Task objective.
In the entries that follow, find the line containing "Issue #1436, opened 2021-10-19"; from there, copy every line exactly through the line containing "See [node API](https://nodejs.org/api/os.html#os_os_cpus).".

(Exercise data Opens)

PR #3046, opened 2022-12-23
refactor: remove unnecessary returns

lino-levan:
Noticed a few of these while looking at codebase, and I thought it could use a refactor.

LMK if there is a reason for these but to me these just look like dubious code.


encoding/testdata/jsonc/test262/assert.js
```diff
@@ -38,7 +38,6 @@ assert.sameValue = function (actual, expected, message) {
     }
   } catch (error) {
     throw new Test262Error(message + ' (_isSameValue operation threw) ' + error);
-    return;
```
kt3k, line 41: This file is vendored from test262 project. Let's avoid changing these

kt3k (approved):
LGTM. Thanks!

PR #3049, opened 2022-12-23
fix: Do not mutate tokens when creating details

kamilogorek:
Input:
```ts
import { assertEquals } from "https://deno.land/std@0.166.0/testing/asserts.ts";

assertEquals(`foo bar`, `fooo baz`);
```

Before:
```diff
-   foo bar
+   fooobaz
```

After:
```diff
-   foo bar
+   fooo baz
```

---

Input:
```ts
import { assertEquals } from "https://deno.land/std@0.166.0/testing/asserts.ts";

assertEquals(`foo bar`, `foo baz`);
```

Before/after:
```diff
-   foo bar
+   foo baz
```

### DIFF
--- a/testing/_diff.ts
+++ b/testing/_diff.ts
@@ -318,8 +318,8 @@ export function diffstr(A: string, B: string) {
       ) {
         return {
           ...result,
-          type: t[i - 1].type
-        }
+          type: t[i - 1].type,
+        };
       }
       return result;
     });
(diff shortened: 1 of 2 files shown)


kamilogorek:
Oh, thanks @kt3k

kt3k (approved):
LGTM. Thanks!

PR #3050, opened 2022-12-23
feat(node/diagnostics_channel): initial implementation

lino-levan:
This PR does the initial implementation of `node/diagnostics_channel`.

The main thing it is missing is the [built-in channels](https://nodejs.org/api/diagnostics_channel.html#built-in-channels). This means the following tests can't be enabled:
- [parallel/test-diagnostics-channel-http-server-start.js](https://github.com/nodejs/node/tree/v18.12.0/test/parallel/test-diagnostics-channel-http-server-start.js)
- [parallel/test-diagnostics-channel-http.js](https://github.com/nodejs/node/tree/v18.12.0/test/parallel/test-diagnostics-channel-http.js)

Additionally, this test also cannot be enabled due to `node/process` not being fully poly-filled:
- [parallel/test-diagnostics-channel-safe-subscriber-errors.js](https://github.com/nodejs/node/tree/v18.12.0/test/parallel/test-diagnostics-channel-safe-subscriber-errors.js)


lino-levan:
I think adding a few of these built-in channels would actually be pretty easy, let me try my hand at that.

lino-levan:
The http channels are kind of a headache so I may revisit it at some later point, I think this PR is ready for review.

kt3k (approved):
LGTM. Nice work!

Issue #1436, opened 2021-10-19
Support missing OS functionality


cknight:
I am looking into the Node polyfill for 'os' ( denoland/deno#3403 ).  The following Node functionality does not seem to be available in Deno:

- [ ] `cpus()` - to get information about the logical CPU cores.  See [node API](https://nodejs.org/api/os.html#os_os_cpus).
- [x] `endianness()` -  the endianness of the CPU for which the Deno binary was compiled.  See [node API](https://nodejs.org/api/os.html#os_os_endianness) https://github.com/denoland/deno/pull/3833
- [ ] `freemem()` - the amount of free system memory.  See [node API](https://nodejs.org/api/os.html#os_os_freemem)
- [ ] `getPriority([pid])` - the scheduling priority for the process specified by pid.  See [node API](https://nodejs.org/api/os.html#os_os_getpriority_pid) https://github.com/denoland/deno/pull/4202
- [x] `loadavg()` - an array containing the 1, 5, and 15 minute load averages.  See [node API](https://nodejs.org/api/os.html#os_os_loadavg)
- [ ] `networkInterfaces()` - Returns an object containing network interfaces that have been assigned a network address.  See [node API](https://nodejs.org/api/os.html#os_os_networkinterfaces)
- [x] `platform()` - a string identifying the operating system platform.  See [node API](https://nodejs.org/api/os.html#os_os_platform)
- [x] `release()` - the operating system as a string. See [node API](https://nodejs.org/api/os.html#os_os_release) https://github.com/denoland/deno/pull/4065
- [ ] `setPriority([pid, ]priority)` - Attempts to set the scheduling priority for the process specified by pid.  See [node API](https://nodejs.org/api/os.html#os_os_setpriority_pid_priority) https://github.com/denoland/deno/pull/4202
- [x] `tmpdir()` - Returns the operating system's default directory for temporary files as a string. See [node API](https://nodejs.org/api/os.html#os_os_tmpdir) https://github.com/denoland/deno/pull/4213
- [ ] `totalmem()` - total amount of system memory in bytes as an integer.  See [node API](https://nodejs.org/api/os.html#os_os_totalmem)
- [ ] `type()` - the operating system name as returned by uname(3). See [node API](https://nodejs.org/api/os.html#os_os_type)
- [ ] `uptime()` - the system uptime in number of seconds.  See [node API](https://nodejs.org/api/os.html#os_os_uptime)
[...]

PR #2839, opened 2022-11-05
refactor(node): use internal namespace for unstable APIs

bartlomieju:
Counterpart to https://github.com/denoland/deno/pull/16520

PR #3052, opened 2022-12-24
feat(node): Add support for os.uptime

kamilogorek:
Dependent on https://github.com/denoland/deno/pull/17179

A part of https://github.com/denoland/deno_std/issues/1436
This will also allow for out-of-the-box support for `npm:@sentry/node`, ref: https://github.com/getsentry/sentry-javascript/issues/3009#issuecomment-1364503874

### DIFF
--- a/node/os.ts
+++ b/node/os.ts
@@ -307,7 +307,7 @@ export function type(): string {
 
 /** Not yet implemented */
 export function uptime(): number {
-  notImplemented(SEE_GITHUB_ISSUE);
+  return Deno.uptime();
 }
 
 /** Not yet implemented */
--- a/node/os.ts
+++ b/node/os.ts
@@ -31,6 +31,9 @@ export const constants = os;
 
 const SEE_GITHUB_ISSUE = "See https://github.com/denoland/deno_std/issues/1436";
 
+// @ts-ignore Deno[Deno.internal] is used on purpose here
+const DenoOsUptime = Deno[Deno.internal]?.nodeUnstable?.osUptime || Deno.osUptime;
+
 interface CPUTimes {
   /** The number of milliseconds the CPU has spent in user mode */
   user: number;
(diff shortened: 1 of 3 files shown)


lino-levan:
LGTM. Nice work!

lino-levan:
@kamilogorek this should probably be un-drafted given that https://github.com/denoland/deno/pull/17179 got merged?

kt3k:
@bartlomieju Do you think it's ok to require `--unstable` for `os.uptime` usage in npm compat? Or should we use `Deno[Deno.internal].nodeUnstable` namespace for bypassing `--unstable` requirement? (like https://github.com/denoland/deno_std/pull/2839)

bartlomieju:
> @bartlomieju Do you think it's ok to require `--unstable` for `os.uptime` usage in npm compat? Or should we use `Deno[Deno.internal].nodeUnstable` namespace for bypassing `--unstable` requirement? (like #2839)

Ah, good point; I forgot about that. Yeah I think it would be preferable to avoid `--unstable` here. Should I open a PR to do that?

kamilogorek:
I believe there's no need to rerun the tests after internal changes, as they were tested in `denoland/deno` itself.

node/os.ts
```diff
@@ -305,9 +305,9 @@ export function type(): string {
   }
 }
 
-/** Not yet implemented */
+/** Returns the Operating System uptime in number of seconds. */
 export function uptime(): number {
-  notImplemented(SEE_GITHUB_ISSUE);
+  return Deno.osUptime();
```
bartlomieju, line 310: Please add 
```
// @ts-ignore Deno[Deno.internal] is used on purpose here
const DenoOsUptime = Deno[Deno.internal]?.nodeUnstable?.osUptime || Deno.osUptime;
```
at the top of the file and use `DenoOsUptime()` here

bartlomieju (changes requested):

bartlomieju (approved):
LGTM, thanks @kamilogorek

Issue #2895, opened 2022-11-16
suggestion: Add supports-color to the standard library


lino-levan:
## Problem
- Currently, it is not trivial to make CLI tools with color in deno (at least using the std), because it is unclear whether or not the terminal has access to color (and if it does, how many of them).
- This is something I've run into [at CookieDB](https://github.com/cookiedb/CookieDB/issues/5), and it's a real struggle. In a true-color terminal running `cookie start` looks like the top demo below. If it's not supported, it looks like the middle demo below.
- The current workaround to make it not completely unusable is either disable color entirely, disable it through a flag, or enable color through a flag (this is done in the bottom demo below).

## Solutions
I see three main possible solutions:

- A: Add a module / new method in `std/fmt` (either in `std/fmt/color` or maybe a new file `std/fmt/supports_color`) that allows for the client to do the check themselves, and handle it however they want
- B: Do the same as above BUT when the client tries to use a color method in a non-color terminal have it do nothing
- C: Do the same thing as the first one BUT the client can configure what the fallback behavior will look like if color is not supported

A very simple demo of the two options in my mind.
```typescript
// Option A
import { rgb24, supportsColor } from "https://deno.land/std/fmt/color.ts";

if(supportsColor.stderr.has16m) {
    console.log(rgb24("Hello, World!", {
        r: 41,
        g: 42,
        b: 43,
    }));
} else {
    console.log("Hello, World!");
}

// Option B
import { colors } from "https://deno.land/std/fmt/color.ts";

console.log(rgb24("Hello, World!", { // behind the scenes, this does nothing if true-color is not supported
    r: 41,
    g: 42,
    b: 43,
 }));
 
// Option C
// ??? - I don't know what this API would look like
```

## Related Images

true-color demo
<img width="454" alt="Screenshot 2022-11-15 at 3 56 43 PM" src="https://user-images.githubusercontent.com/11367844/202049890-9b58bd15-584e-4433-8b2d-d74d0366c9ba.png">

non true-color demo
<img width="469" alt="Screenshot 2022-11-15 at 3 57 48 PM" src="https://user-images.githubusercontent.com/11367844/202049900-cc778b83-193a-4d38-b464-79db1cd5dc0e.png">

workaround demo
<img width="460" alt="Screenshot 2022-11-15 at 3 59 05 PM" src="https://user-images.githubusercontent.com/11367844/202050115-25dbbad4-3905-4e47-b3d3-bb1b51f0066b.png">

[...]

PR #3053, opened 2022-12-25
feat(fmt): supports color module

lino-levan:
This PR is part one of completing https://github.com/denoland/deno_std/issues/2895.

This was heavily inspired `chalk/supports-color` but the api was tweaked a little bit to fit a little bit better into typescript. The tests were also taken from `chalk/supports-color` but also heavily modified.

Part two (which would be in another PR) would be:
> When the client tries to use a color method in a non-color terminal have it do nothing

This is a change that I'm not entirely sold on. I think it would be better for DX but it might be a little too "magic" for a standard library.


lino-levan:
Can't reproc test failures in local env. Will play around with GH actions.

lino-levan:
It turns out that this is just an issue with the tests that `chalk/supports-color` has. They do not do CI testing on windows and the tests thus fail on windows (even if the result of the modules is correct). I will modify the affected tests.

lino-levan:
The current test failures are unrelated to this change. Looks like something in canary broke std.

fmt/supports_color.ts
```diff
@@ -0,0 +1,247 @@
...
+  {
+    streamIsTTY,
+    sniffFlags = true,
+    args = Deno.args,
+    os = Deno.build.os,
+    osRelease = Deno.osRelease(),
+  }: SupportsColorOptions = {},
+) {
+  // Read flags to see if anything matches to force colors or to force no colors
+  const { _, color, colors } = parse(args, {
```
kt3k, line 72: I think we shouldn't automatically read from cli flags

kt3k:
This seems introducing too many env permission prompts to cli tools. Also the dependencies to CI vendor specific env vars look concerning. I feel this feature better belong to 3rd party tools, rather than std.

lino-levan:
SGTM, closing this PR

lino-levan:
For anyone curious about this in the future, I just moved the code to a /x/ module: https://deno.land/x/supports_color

(Exercise data Closes)

Final answer.
Issue #1436, opened 2021-10-19
Support missing OS functionality


cknight:
I am looking into the Node polyfill for 'os' ( denoland/deno#3403 ).  The following Node functionality does not seem to be available in Deno:

- [ ] `cpus()` - to get information about the logical CPU cores.  See [node API](https://nodejs.org/api/os.html#os_os_cpus).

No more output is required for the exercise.